Durante la Guerra Civil de 1861-1865, la Confederación esclavista, integrada por 13 estados secesionistas, fue derrotada por 19 estados del norte y luego ocupada por el gobierno federal durante una docena de años. Sin embargo, una vez terminada la “Reconstrucción” en 1877, el sur practicó enérgicamente un racismo sistémico durante casi un siglo, hasta que el Congreso norteamericano sancionó la Ley de Derechos Civiles en 1964 y la Ley de Derecho al Voto en 1965, principalmente con el apoyo de los demócratas del norte. A partir de ese momento, los votantes blancos del sur desertaron del Partido Demócrata en masa. Los republicanos abrazaron la llamada estrategia sureña, basada en resistir el ascenso de los afronorteamericanos y otros grupos minoritarios y en oponerse a toda legislación que les transfiriera fondos, estatus o poder.
Los republicanos así se convirtieron en el partido del sur y los demócratas, en el partido del noreste y de la costa oeste sobre el Pacífico, mientras que el medio oeste y los estados montañosos del oeste se volvieron regiones oscilantes.
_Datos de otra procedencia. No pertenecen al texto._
PR #2435, opened 2024-07-31
compiler: fix unevaluation of sparse cluster

mloubout:
Fix issue with pickling operator with sparse + subs


FabioLuporini:
Thanks, merged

La región industrial de los Grandes Lagos tendió hacia los demócratas mientras que los estados agrícolas del medio oeste y los estados montañosos se inclinaron por los republicanos. Los estados del medio oeste y los estados montañosos también practicaron la cultura fronteriza de los colonos blancos que reprimía a los norteamericanos nativos y a los inmigrantes asiáticos e hispanos.
La propiedad de armas marca otra división entre los demócratas y los republicanos. La cultura de las armas del Partido Republicano refleja las mismas fuerzas culturales que forjan sus opiniones en contra de las minorías. En un libro brillante, Loaded, la historiadora Roxanne Dunbar-Ortiz nos recuerda que las “milicias bien reguladas” mencionadas en la Segunda Enmienda de la Constitución de Estados Unidos, que consagra el derecho a portar armas, eran grupos de hombres blancos que asaltaban los pueblos norteamericanos nativos y perseguían a esclavos que se habían escapado.
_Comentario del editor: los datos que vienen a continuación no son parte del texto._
PR #2438, opened 2024-08-06
dsl: Improve Function rebuilding and use of preexisting arrays as Function data

EdCaunt:


devito/types/basic.py
```diff
@@ -879,6 +879,14 @@ def __new__(cls, *args, **kwargs):
             # let's just return `function` itself
             return function
 
+        # If dimensions have been replaced, then it is necessary to set `function`
+        # to None. It is also necessary to remove halo and padding kwargs so that
+        # they are rebuilt with the new dimensions
+        if function is not None and function.dimensions != dimensions:
```
mloubout, line 885: I'm sorry but no we cannot allow that it doesn't matter if it's for internals, this need to go through a `__new__` not `_rebuild`

EdCaunt: But `_rebuild()` is a `__new__` with some extra convenience around it?

devito/types/dense.py
```diff
@@ -84,6 +85,12 @@ def __init_finalize__(self, *args, function=None, **kwargs):
 
         # Data initialization
         initializer = kwargs.get('initializer')
+
+        # Don't want to reinitialise array if DataReference used as allocator;
+        # create a no-op intialiser to avoid overwriting the original array.
+        if isinstance(self._allocator, DataReference):
```
FabioLuporini, line 91: can this be made part of the if-elif-else cascade below?

tests/test_function.py
```diff
@@ -0,0 +1,102 @@
+import pytest
+import numpy as np
+
+from devito import Dimension, Function, Grid, Eq, Operator
+from devito.data.allocators import DataReference
+
+
+class TestRebuild:
```
FabioLuporini, line 8: I don't think we need a new file for this...

this class can go inside test_symbolics ...

tests/test_function.py
```diff
@@ -0,0 +1,102 @@
...
+        f1 = f._rebuild(dimensions=dims1)
+
+        assert f0.function is f0
+        assert f0.dimensions == dims0
+
+        assert f1.function is f1
+        assert f1.dimensions == dims1
+
+
+class TestDataReference:
```
FabioLuporini, line 32: ... while this class belongs to test_data, where other allocators are tested already

tests/test_function.py
EdCaunt: `test_symbolics` is a mess which really needs tidying up. It's currently an unordered grab bag of miscellaneous tests. Maybe that should be done in this PR?

FabioLuporini: I can do with a test_rebuild.py in which we gather this TestRebuild and all of the rebuilding tests in test_symbolics.py

devito/data/allocators.py
```diff
@@ -337,10 +337,10 @@ def put_local(self):
         return self._node == 'local'
 
 
-class ExternalAllocator(MemoryAllocator):
+class DataReference(MemoryAllocator):
```
mloubout, line 340: Add `ExternalAllocator = DataReference` for backward. compatibility

tests/test_function.py
```diff
@@ -0,0 +1,102 @@
...
+
+        f = Function(name='f', dimensions=(x, y), shape=(11, 11))
+
+        dims0 = (x0, y0)
+        dims1 = (x, y0)
+
+        f0 = f._rebuild(dimensions=dims0)
+        f1 = f._rebuild(dimensions=dims1)
+
+        assert f0.function is f0
```
mloubout, line 25: this needs more checks on underlying data

tests/test_function.py
EdCaunt: Yeah, that's a solution

devito/types/dense.py
EdCaunt: No, several branches in the cascade use `initialiser` which means it needs to be set here to avoid code duplication. Keeping it here also results in more readable code.

tests/test_function.py
```diff
@@ -0,0 +1,102 @@
...
+        assert np.all(f.data_with_halo == g.data_with_halo)
+
+        check = np.array(f.data_with_halo[1:-1, 1:-1])
+
+        # Update both
+        Operator([Eq(f, f+1), Eq(g, g+1)])()
+        assert np.all(f.data_with_halo == g.data_with_halo)
+        # Check that it was incremented by two
+        check += 2
+        assert np.all(f.data == check)
```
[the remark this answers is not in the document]
EdCaunt: It's reshaped, which makes it more fiddly to build the array from scratch (since it will skip various numbers) than just copying the data before the operator is run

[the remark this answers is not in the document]
EdCaunt: Also the amount of skipping changes depending on the MPI config, since there will be different halos

FabioLuporini (approved):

Como sostienen contundentemente Avidit Acharya, Matthew Blackwell y Maya Sen en su reciente libro Deep Roots: How Slavery Still Shapes Southern Politics (Raíces profundas: Cómo la esclavitud sigue forjando la política en el sur), es el legado de la esclavitud y la segregación posterior a la Guerra Civil lo que dio lugar a la actual cultura política del sur. “Al interior de zonas donde antes existía un alto nivel de esclavitud”, demuestran, “es donde resulta más factible que los blancos se opongan al Partido Demócrata, estén en contra de la acción afirmativa y expresen sentimientos que podrían considerarse racialmente resentidos”.
Tanto antes como después de la Guerra Civil, los blancos pobres del sur aceptaban su condición inferior porque valoraban su superioridad sobre afronorteamericanos aún más desesperados. La política racial así bloqueó la aparición de una política de clases, que habría unido a los blancos pobres y a los negros pobres para exigir más servicios públicos pagados con impuestos más altos a las elites blancas.
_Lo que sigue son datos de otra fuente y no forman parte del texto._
PR #2441, opened 2024-08-12
compiler: respect fetch direction

mloubout:


EdCaunt (approved):
Lgtm

georgebisbas (approved):

devito/passes/clusters/asynchrony.py
```diff
@@ -237,10 +237,11 @@ def _actions_from_update_memcpy(c, d, clusters, actions, sregistry):
     target = e.lhs.function
 
     fetch = e.rhs.indices[d]
-    if direction is Forward:
-        findex = fetch + 1
+    fshift = 1 if direction is Forward else -1
```
FabioLuporini, line 240: random thought: we should just set the direction values to -1, 0 (Any), 1

devito/passes/clusters/asynchrony.py
```diff
@@ -237,10 +237,11 @@ def _actions_from_update_memcpy(c, d, clusters, actions, sregistry):
...
+    if isinstance(fetch, IntDiv) or any(isinstance(a, IntDiv) for a in fetch.args):
```
FabioLuporini, line 241: I don't understand why we need this change.

Searching for IntDiv like that seems fragile to me. Also, either `search(fetch, IntDiv)` or `fetch.find(IntDiv)` should be a more compact and robust way of expressing what this line is trying to express

FabioLuporini (commented):
We'll need a test for this, ideally here in OSS (`test_gpu_common::TestStreaming`) or at worst in PRO would be fine too

FabioLuporini:
> We'll need a test for this, ideally here in OSS (`test_gpu_common::TestStreaming`) or at worst in PRO would be fine too

sorry, there is indeed one in PRO. Sorry!

devito/passes/clusters/asynchrony.py
mloubout: Yeah good point. 0 might lead to scheduling issues though

devito/passes/clusters/asynchrony.py
mloubout: If you have `fetch = IntDiv(time, factor)` or some expression of it, then `fetch._subs(pd, pd + fshift)` will become `IntDiv(time+1, factor)` which basically does nothing because `IntDiv(time, factor) = IntDiv(time+1, factor)`. Ideally would not want that if but rather  find the time dimension in `fetch` then do a `._sub(t, t+t.spacing)` but then need to do an extra `{spacing: 1}` afterwards too. 
THis seemed simpler and less involved and I think covers 99% of the cases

De los 26 senadores que representan a los 13 ex estados confederados hoy, 21 son republicanos y cinco son demócratas. De los 38 senadores que hoy representan a los 19 estados del norte de 1861, 27 son demócratas y nueve son republicanos (dos independientes, Bernie Sanders y Angus King, hacen cónclave con los demócratas). El presidente Donald Trump es una anomalía geográfica, un racista pro-sureño de la liberal Nueva York. Trump, un defensor de la cultura sureña del hombre blanco, es rechazado por su estado natal (59% de desaprobación en septiembre de 2018). Es más Mississippi que Manhattan.
La división cultural estuvo plenamente de manifiesto en las sesiones del Senado que recientemente confirmaron al juez Brett Kavanaugh para la Corte Suprema de Estados Unidos. Los defensores de Kavanaugh en el Senado eran simplemente hombres blancos del sur y del medio oeste que evitaron el cuestionamiento de la prerrogativa de hombre blanco de Kavanaugh para beber y salir de juerga cuando era joven y, en cambio, atacaron a los acusadores del nominado. Mitch McConnell de Kentucky, un ex estado esclavista, orquestó exitosamente la confirmación de Kavanaugh. Lindsey Graham de Carolina del Sur, el primer estado esclavista en separarse en 1860, fue la defensora más agresiva de Kavanaugh en la Comisión Judicial del Senado y describió las acusaciones de ataque sexual contra Kavanaugh como “la farsa más inmoral desde que estoy en la política”. John Kennedy de Louisiana, otro ex estado confederado, calificó las audiencias como “un espectáculo bizarro e intergaláctico”.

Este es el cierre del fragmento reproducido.